The proposal also includes stronger language to force off nominees who receive majority opposition. The ABA calls on nominees who receive more votes cast against than for their election to serve an abbreviated term of either 90 days or until the date a replacement is selected, whichever comes first.
The Model Act now allows companies to opt out of the default plurality standard only by amending the articles of incorporation; this has to be done at the initiative of the board of directors and endorsed by shareholders. More than 30 states have adopted the plurality default provisions of the Model Act. In contrast, current corporation law in Delaware, where more than half of all public companies in the U.S. are incorporated, allows shareholders to opt out of the default standard by amending the bylaws. If the company's voting rules are in the certificate of incorporation, the change has to be made by the board of directors. Delaware is not a Model Act jurisdiction.
The current Model Act (as well as Delaware law) contains a provision known as the "holdover rule," which says that an incumbent director may stay in office until a successor is chosen and qualified.

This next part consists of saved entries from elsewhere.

PR #352, opened 2026-04-20
Work around Chromium 147+ Canvas2D drawImage(VideoFrame) regression that produces black frames

alec-watts:
## Problem

Chromium 147 silently broke `Canvas2D.drawImage(VideoFrame)` (and `createImageBitmap(VideoFrame)`) for some hardware-decoded frames — most notably **HEVC Range Extensions** (`yuv422p10le` / `format === null`), but other 10-bit / 4:2:2 hardware-decoded frames are affected as well. The frame decodes fine, but every callsite that draws it through Canvas2D gets an **all-black** canvas. WebGL `texImage2D(VideoFrame)` is not affected — it uses a different upload path inside Blink.

In mediabunny this currently breaks `Conversion.init()` for affected sources on affected Chromium builds: every encoded output frame is black. The repro is essentially `Conversion.init({ input: hevc422p10leMov, output: mp4 })` — the file plays fine in `<video>`, decodes fine via `VideoDecoder`, but the resize/encode canvas comes out black.

## Bisect

I bisected Chrome for Testing builds and pinned the regression to a one-build window:

| Chrome build | `drawImage(VideoFrame)` for HEVC 4:2:2 10-bit |
| --- | --- |
| `147.0.7705.0` | ✅ pixels OK |
| `147.0.7706.0` | ❌ all-black |

The change of behavior in that window matches a Blink refactor of how `StaticBitmapImage`s are created from `VideoFrame`s on the Canvas2D path; WebGL was untouched. I'm filing this as a Chromium bug separately, but until/unless that ships a fix this is a working library-side workaround that costs nothing on non-affected configurations.

## Approach

The fix is intentionally surgical — a single new module plus a 4-line change to `VideoSample.toCanvasImageSource()`:

1. **Lazy per-format probe.** On the first `VideoFrame` of each distinct `VideoFrame.format` value (including `null`), draw it into a small throwaway Canvas2D and read a few pixels back. If every sampled pixel has zero RGB, mark that format as broken on this Chromium build.
2. **WebGL fallback for broken formats.** Re-render the `VideoFrame` through a shared WebGL helper (`texImage2D` → `drawArrays` into a reused `OffscreenCanvas` / `HTMLCanvasElement`) and return that canvas instead of the `VideoFrame` from `toCanvasImageSource()`.
3. **Single funnel.** Because every internal `drawImage` callsite (`drawWithFit`, `draw`, `CanvasSink`, the encoder resize path in `media-source.ts`) and any user-land code goes through `VideoSample.toCanvasImageSource()`, no per-callsite changes are needed.
4. **Auto-disables itself** if WebGL is unavailable or the shader/texture upload fails — the call falls through to the original (broken) Canvas2D path so non-affected sources keep working unchanged.

## Costs

| Browser / config | Overhead |
| --- | --- |
| Non-Chromium (Firefox, Safari, …) | None — early return on `!isChromium()` |
| Chromium, format not affected | One tiny `drawImage` + ≤4×4 `getImageData` per distinct `VideoFrame.format`, then nothing |
| Chromium, format affected | One shared `WebGLRenderingContext` + canvas + program, reused per-frame |

No public API changes. No new exports. No behavior change on browsers that aren't broken.

## Files

- `src/chromium-video-frame-canvas-fallback.ts` — new internal helper module (probe + WebGL render).
- `src/sample.ts` — `toCanvasImageSource()` now routes returned `VideoFrame`s through `maybeRewriteVideoFrameForCanvas2d()`.

## Verification

- `npx tsc --noEmit -p src/tsconfig.json` — clean.
- `npx eslint src/chromium-video-frame-canvas-fallback.ts src/sample.ts` — clean.
- Manual repro on Chrome 147.0.7707.x with an HEVC Rext `yuv422p10le` source (`C4340.MP4` from a Sony FX3): without the patch, the output proxy is black; with the patch, the output proxy contains correct pixels and audio. Same source on Chrome 147.0.7705.0 and on Firefox confirms the workaround correctly stays out of the way (probe returns "format ok") on those builds.

Happy to add a Vitest browser test that asserts `toCanvasImageSource()` round-trips a non-black bitmap through `getImageData` for a known-bad fixture if you'd like — let me know which fixture format you'd want me to commit.

### DIFF
--- a/src/chromium-video-frame-canvas-fallback.ts
+++ b/src/chromium-video-frame-canvas-fallback.ts
@@ -1,0 +1,236 @@
+/*!
+ * Copyright (c) 2026-present, Vanilagy and contributors
+ *
+ * This Source Code Form is subject to the terms of the Mozilla Public
+ * License, v. 2.0. If a copy of the MPL was not distributed with this
+ * file, You can obtain one at https://mozilla.org/MPL/2.0/.
+ */
+
+import { isChromium } from './misc';
+
+/**
+ * Workaround for a Chromium 147 regression in which Canvas2D `drawImage(VideoFrame)`
+ * (and `createImageBitmap(VideoFrame)`) silently produces an all-black canvas for some
+ * hardware-decoded `VideoFrame`s — most notably HEVC Range Extensions (e.g. 4:2:2 10-bit,
+ * `format === null`), but other 10-bit / 4:2:2 hardware frames are also affected.
+ *
+ * Bisect of Chrome for Testing builds: 147.0.7705.0 PASSes, 147.0.7706.0 FAILs.
+ * The change of behavior corresponds to a Blink refactor of how `StaticBitmapImage`s
+ * are created from `VideoFrame`s (Canvas2D path). WebGL `texImage2D(VideoFrame)` still
+ * works correctly because it goes through a different upload path.
+ *
+ * Strategy:
+ *  1. On the first `toCanvasImageSource()` call for each distinct `VideoFrame.format`
+ *     value, we probe by drawing the frame into a tiny throwaway Canvas2D and reading
+ *     a few pixels back. If every sampled pixel has zero RGB, we mark this format as
+ *     "broken on this Chromium build".
+ *  2. For broken formats, we reroute via a shared WebGL helper that uploads the
+ *     `VideoFrame` to a texture and renders it to an `OffscreenCanvas` /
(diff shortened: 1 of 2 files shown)


Vanilagy:
Closing this for now due to https://issues.chromium.org/issues/504680933

Should be fixed in Chrome 148 again. Not worth it for me "polluting" Mediabunny's codebase with a temporary workaround until then. Soon, hopefully, this bug will have been forgotten!

Can reopen if urgent

PR #353, opened 2026-04-20
Include actual HTTP status code when unexpectedly did not get 206

JonnyBurger:
Bug https://discord.com/channels/809501355504959528/1445495265028079718/1445556450234466345 seems to affect a couple of people.

For now I just would like to surface a bit more information to learn more about the problem if it happens again in the future.


Vanilagy:
This code is no longer there in the HLS branch (which will soon be merged into main), so no need for this fortunately!

PR #359, opened 2026-04-26
Add sidx box parsing and expose via Input.getSegmentIndex

### LINKED ISSUE #358: Add `sidx` parsing to the ISOBMFF demuxer
# Add `sidx` parsing to the ISOBMFF demuxer

The muxer writes `sidx` ([`isobmff-boxes.ts`](https://github.com/Vanilagy/mediabunny/blob/main/src/isobmff/isobmff-boxes.ts)) but the demuxer doesn't read it back. There's no way today to get per-subsegment byte offsets / durations / SAP markers from a fragmented MP4.

Worth filling because:

- It's the structure DASH on-demand profile MPDs and HLS `#EXT-X-BYTERANGE` references derive from. Anyone generating those manifests from an existing fMP4 needs the entries.
- HLS muxer in [#291](https://github.com/Vanilagy/mediabunny/pull/291) already writes single-file byterange HLS. Reading the same shape post-hoc has no equivalent path because `sidx` isn't surfaced — the only way mediabunny gets segment ranges out of an fMP4 today is by parsing them out of an existing m3u8.
- Once exposed, `seek` / `computeDuration` / `computePacketStats` could use it as a fast index when present. Out of scope here — this proposal is only the parser + accessor. Wiring it into existing read paths would be follow-up work.

## Proposed API

Mirroring the `pssh` flow:

```ts
// src/isobmff/isobmff-misc.ts
export type SidxReference = {
  referenceType: 0 | 1;
  referencedSize: number;
  subsegmentDuration: number;
  startsWithSAP: 0 | 1;
  sapType: number;
  sapDeltaTime: number;
};

export type SidxBox = {
  referenceID: number;
  timescale: number;
  earliestPresentationTime: number;
  firstOffset: number;
  references: SidxReference[];
  boxStart: number;
  boxSize: number;
};

export const parseSidxBoxContents = (contents: Uint8Array, version: number): SidxBox;
```

```ts
// On Input
async getSegmentIndex(): Promise<SidxBox[]>;
```

Multiple `sidx` boxes are valid (one per `reference_ID`); caller maps to tracks or a per-track helper is added.

## Cost

No regressions. Files without `sidx`: zero impact (case never fires). Files with `sidx`: one extra parse on open, ~7 KB / 600 refs for a 1 h CMAF, microseconds. Today the box is silently skipped.

Spec: ISO/IEC 14496-12 §8.16.3. Box switch lives next to `'pssh'`, `'pasp'`, `'tenc'`. Happy to send a PR — let me know whether you'd want it against `main` or rebased onto the `hls` branch (#291), since the demuxer is being heavily modified there.

ahmedrowaihi:
Closes #358.

Mirrors the existing `pssh` flow:

- `SidxBox` + `SidxReference` types and `parseSidxBoxContents` in `isobmff-misc.ts`.
- Inline branch in `IsobmffDemuxer.readMetadata` parses any `sidx` encountered during the file-root walk; stores onto a new `sidxBoxes` field. The walk now continues past `moov` so a `sidx` placed after it (DASH on-demand profile layout) is captured too. The `moof` branch breaks early when `movieTimescale !== -1` so a self-contained fragmented file doesn't trip the "no init file" error after parsing its own moov.
- `Demuxer.getSegmentIndex()` defaults to `[]`; ISOBMFF overrides. Other demuxers inherit the default.
- `Input.getSegmentIndex()` delegates to the demuxer.
- Roundtrip + non-fragmented tests in `test/browser/cmaf.test.ts`.

No behaviour changes for existing callers — `sidx` was previously silently skipped, now stored.

I made a little visualizer, so it can show how this box helps
image

Branched off `hls` since the demuxer is being heavily modified there. Happy to rebase onto `main` if you'd prefer.

### DIFF
--- a/src/isobmff/isobmff-demuxer.ts
+++ b/src/isobmff/isobmff-demuxer.ts
@@ -64,7 +64,14 @@ import {
 	HEX_STRING_REGEX,
 } from '../misc';
 import { EncodedPacket, PLACEHOLDER_DATA } from '../packet';
-import { buildIsobmffMimeType, parsePsshBoxContents, psshBoxesAreEqual, PsshBox } from './isobmff-misc';
+import {
+	buildIsobmffMimeType,
+	parsePsshBoxContents,
+	parseSidxBoxContents,
+	psshBoxesAreEqual,
+	PsshBox,
+	SidxBox,
+} from './isobmff-misc';
 import {
 	MAX_BOX_HEADER_SIZE,
 	MIN_BOX_HEADER_SIZE,
@@ -303,6 +310,7 @@ export class IsobmffDemuxer extends Demuxer {
 	isFragmented = false;
 	fragmentTrackDefaults: FragmentTrackDefaults[] = [];
 	psshBoxes: PsshBox[] = [];
+	sidxBoxes: SidxBox[] = [];
 	currentFragment: Fragment | null = null;
 	/**
 	 * Caches the last fragment that was read. Based on the assumption that there will be multiple reads to the
@@ -344,6 +352,11 @@ export class IsobmffDemuxer extends Demuxer {
 		return this.metadataTags;
 	}
 
+	override async getSegmentIndex() {
+		await this.readMetadata();
+		return this.sidxBoxes;
+	}
+
 	readMetadata() {
 		return this.metadataPromise ??= (async () => {
 			let currentPos = 0;
@@ -363,6 +376,16 @@ export class IsobmffDemuxer extends Demuxer {
 				if (boxInfo.name === 'ftyp' || boxInfo.name === 'styp') {
 					const majorBrand = readAscii(slice, 4);
 					this.isQuickTime = majorBrand === 'qt  ';
+				} else if (boxInfo.name === 'sidx') {
+					let sidxSlice = this.reader.requestSlice(slice.filePos, boxInfo.contentSize);
+					if (sidxSlice instanceof Promise) sidxSlice = await sidxSlice;
+					if (!sidxSlice) break;
+
+					this.sidxBoxes.push(parseSidxBoxContents(
+						readBytes(sidxSlice, boxInfo.contentSize),
+						startPos,
+						boxInfo.totalSize,
+					));
 				} else if (boxInfo.name === 'moov') {
 					// Found moov, load it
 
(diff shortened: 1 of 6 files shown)


ahmedrowaihi:
hey @vitalygashkov I saw ur [dasha](https://github.com/azot-labs/dasha) I feel like you would love this !

src/isobmff/isobmff-misc.ts
```diff
@@ -88,3 +88,117 @@ export const psshBoxesAreEqual = (a: PsshBox, b: PsshBox) => (
...
+		pos += 8;
+	}
+
+	pos += 2; // Reserved
+	const referenceCount = view.getUint16(pos);
+	pos += 2;
+
+	const references: SidxReference[] = [];
+	for (let i = 0; i < referenceCount; i++) {
+		const sizeWord = view.getUint32(pos);
```
ali-sao, line 186: Guard `referenceCount` against available buffer. The function should either bound-check (referenceCount * 12 <= view.byteLength - pos) and throw a descriptive error, or stop iterating with a warning in case of a malfromed or truncated file. Assume `pos + 12 > view.byteLength`

src/isobmff/isobmff-demuxer.ts
```diff
@@ -385,8 +408,16 @@ export class IsobmffDemuxer extends Demuxer {
...
 
-					break;
+					// Don't break here — keep iterating so a `sidx` that follows `moov`
+					// (DASH on-demand profile layout) is also captured. Iteration stops
+					// when we hit `moof`/`mdat` or EOF.
 				} else if (boxInfo.name === 'moof') {
+					if (this.movieTimescale !== -1) {
+						// `moov` was already parsed earlier in the same file; the rest is
+						// fragments which are read lazily.
+						break;
```
ali-sao, line 418: I'd recommend explicitly testing the self-contained fragmented MP4 case (one file with ftyp + moov + sidx + moof + mdat)

test/browser/cmaf.test.ts
```diff
@@ -85,6 +85,97 @@ test('CMAF with video track', async () => {
...
+		formats: ALL_FORMATS,
+	});
+	using segmentInput = new Input({
+		source: new BufferSource(output.target.buffer!),
+		formats: ALL_FORMATS,
+		initInput,
+	});
+
+	const sidxBoxes = await segmentInput.getSegmentIndex();
+	expect(sidxBoxes.length).toBeGreaterThan(0);
```
ali-sao, line 141: This alongside with the rest of خpositive assertions are a bit weak. 
Thiking. out loud, we should be more precise about what we parsed, not if we are able to parse, tests to cover the following scenarios are also required :

- The sum of `referencedSize` values matches the `mdat` size (or the segment minus init).
- `referenceID` matches the video track ID known from the init segment.
- `timescale` matches the track's `mdhd` timescale.
- `earliestPresentationTime` is 0 (or a known value) for the first segment.

src/isobmff/isobmff-misc.ts
ahmedrowaihi: my director is here 😎 what a surprise

@Vanilagy what's ur thought ? do u prefer warning skip or a throw ?

src/isobmff/isobmff-demuxer.ts
ahmedrowaihi: done

test/browser/cmaf.test.ts
ahmedrowaihi: yes this is more accurate, implemented

ali-sao:
Excellent job @ahmedrowaihi

Vanilagy:
See https://github.com/Vanilagy/mediabunny/issues/358#issuecomment-4328720572

In the future, let's discuss this in the issue before you create a PR; less work for both of us!

Issue #371, opened 2026-05-11
`edts` leads to non-seamless audio decoding


JonnyBurger:
We are interested in correctly lining up audio from multiple clips to prevent little crackles.

I've prepared 2 audio sources, both MP4+AAC:

1. Conventional sine wave with edts offset of 1024:
```tsx
const URL = 'https://remotion.media/video.mp4'
```

2. A bit more unconventional, edts offset of 2112:
```tsx
const URL = 'https://remotion.media/edts.mp4';
```

(1) is a reference and does not have the bug I am describing for (2).

Extracting samples from 0-4sec, then from 4-8sec leads to:

```tsx
import {ALL_FORMATS, AudioBufferSink, Input, UrlSource} from 'mediabunny';
import {test} from 'vitest';

test('edts', async () => {
	const source = new UrlSource(URL);
	const input = new Input({
		source,
		formats: ALL_FORMATS,
	});
	const audioTrack = await input.getPrimaryAudioTrack();
	if (!audioTrack) {
		throw new Error('No audio track found');
	}

	const audioBufferSink = new AudioBufferSink(audioTrack);
	const buffers = audioBufferSink.buffers(0, 4);
	for await (const buffer of buffers) {
		console.log(buffer.timestamp);
	}

	console.log('----');

	const buffers2 = audioBufferSink.buffers(4, 8);
	for await (const buffer of buffers2) {
		console.log(buffer.timestamp);
	}
});
```

```
3.947392290249433
3.9706122448979593
3.9938321995464854 // do not line up
----
3.9923809523809526 // do not line up
4.015600907029478
4.038820861678005
```

Bug does not happen for `video.mp4`
```
3.9466666666666668
3.968
3.989333333333333 // do line up
----
3.989333333333333 // do line up
4.010666666666666
4.032
```

I can understand imprecision for Matroska files, but from what I understand, it should be possible to perfectly line up MP4 files.

Vanilagy:
Haha, this is also now fixed due to https://github.com/Vanilagy/mediabunny/issues/370#issuecomment-4443396704:

<img width="351" height="296" alt="Image" src="https://github.com/user-attachments/assets/be03ec7f-6e0f-4cc2-a3c6-399c38b61abd" />

Thanks for the easy to copy repro!!

Note that you will probably need to start the second decode a tad earlier due to the AAC decoder warmup; you know the drill. I'd start it 1024 samples ealier, then the two waves should line up continuously. But, would need to test that to confirm.

PR #372, opened 2026-05-11
Fix MP4 AAC edit-list seek seams

JonnyBurger:
Fixes bug described in #371.

Made using coding agent - reviewed manually, and it seems sensible.


Vanilagy:
https://github.com/Vanilagy/mediabunny/issues/371#issuecomment-4443474641

PR #373, opened 2026-05-11
Fix MP4 AAC edit-list audio start

### LINKED ISSUE #370: `edts` is probably not correctly respected during audio decoding
We are interested in correctly lining up audio from multiple clips to prevent little crackles.

I've prepared 2 audio sources, both MP4+AAC:

1. Conventional sine wave with edts offset of 1024:
```tsx
const URL = 'https://remotion.media/video.mp4'
```

2. A bit more unconventional, edts offset of 2112:
```tsx
const URL = 'https://remotion.media/edts.mp4';
```

(1) renders the waveform as expected.

With (2), we seem to deviate from other video editing programs.

In Davinci Resolve, the waveform starts at 0.

Image

In Diffusion Studio and Remotion, both powered by Mediabunny, we have the same behaviour - not starting at 0.

Image
Image

A test confirms this:

```tsx
import {ALL_FORMATS, AudioBufferSink, Input, UrlSource} from 'mediabunny';
import {test} from 'vitest';

test('edts', async () => {
	const source = new UrlSource(URL);
	const input = new Input({
		source,
		formats: ALL_FORMATS,
	});
	const audioTrack = await input.getPrimaryAudioTrack();
	if (!audioTrack) {
		throw new Error('No audio track found');
	}

	const audioBufferSink = new AudioBufferSink(audioTrack);
	const buffers = audioBufferSink.buffers(0, 1);
	const next = await buffers.next();
	console.log(next.value!.buffer.getChannelData(0).slice(0, 50));
	// [0, 0, 0, 0, 0, 0, 0] for edts.mp4
    // [-0.000007795611054461915,-0.000024478687919327058] for video.mp4
});
```

I suspect an edts offset is hardcoded or we in some other way do not handle it correctly.

I will run an agent to try to try to solve this issue.

JonnyBurger:
## Summary
- Decode through negative AAC edit-list priming when a requested range starts inside it.
- Trim decoded audio samples that cross timestamp 0 so edited MP4 audio begins with presented waveform data.

Fixes #370.

## Stack note
This is logically stacked on #372, but GitHub cannot use the fork branch from #372 as the base branch in Vanilagy/mediabunny. Please review/merge #372 first; this PR currently shows both commits when compared against main.

## Test plan
- [x] npx tsc --noEmit --project tsconfig.json
- [x] npx eslint src/media-sink.ts test/browser/mp4-audio.test.ts
- [x] npx vitest --run --project browser test/browser/mp4-audio.test.ts


JonnyBurger:
This is more than I wanted to change.
Could not test this and think about it enough that I wanna submit it as PR right now.

But maybe useful as this makes the tests pass while `main` does not.

PR #379, opened 2026-05-14
fix: add integer validation to isU32 utility function

ptanh05:
## Summary
- The `isU32()` function in `src/misc.ts` was missing integer validation, allowing floating-point numbers to pass as valid unsigned 32-bit integers
- Added `Number.isInteger()` check to ensure only actual integers are accepted
- Added unit tests covering edge cases: valid u32 values, negative numbers, boundary values, and floating-point rejection

## Test plan
- [x] Added `test/node/isU32.test.ts` with comprehensive test coverage
- [x] All existing tests pass
- [x] New tests confirm the fix handles floating-point inputs correctly

## Impact
This bug could cause subtle issues in binary parsing contexts where `isU32()` is used for input validation. Floating-point values would incorrectly pass validation, potentially leading to data corruption or unexpected behavior.

### DIFF
--- a/src/misc.ts
+++ b/src/misc.ts
@@ -38,7 +38,7 @@ export const last = <T>(arr: T[]) => {
 };
 
 export const isU32 = (value: number) => {
-	return value >= 0 && value < 2 ** 32;
+	return Number.isInteger(value) && value >= 0 && value < 2 ** 32;
 };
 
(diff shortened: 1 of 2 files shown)


Vanilagy:
It's an internal function, doesn't need validation.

The report notes that the rule is prescriptive and does not expressly give the corporation the authority to change its provisions.
The ABA proposes to amend the Model Act to expressly allow changes in the articles of incorporation, initiated by the board and endorsed by shareholders to either eliminate the holdover rule altogether or adopt variations of it. "Such a change will permit corporations to strike an appropriate balance between the risks associated with failed elections and the goal of attaining greater director accountability," the report notes.
Investors Express Disappointment
Keith L. Johnson, who represents a group of 17 institutional investors from the Netherlands, the U.K., Australia, and the U.S. that have lobbied the ABA to support a majority default standard, expressed disappointment over the committee's proposals.
"Given the growing support that majority vote standard resolutions have received, the ABA committee's recommendation would create an inefficient process that forces companies and shareholders to deal with thousands of shareholder resolutions that will be eventually adopted," Johnson, a lawyer with the firm of Reinhart Boerner Van Deuren, told Governance Weekly. "However, it does challenge institutional investors to get their act together and seek self-help, which may be a good thing."
The proposal by the ABA committee is being published in late April in The Business Lawyer. Public comments can be sent until May 30 to E. Norman Veasey, Committee Chair, Weil Gotshal & Manges, 767 Fifth Ave., New York, N.Y. 10153, or by e-mail to e.normanveasey@weil.com. The document can be downloaded from the ABA Web site here.
Proposed amendments to the Model Act must be reviewed three times by the ABA committee before they are adopted. State legislatures then will decide whether to change their laws to reflect the Model Act amendments.
"We are a long way from that end in this matter," E. Norman Veasey, the former Delaware chief justice who heads the committee, told Governance Weekly.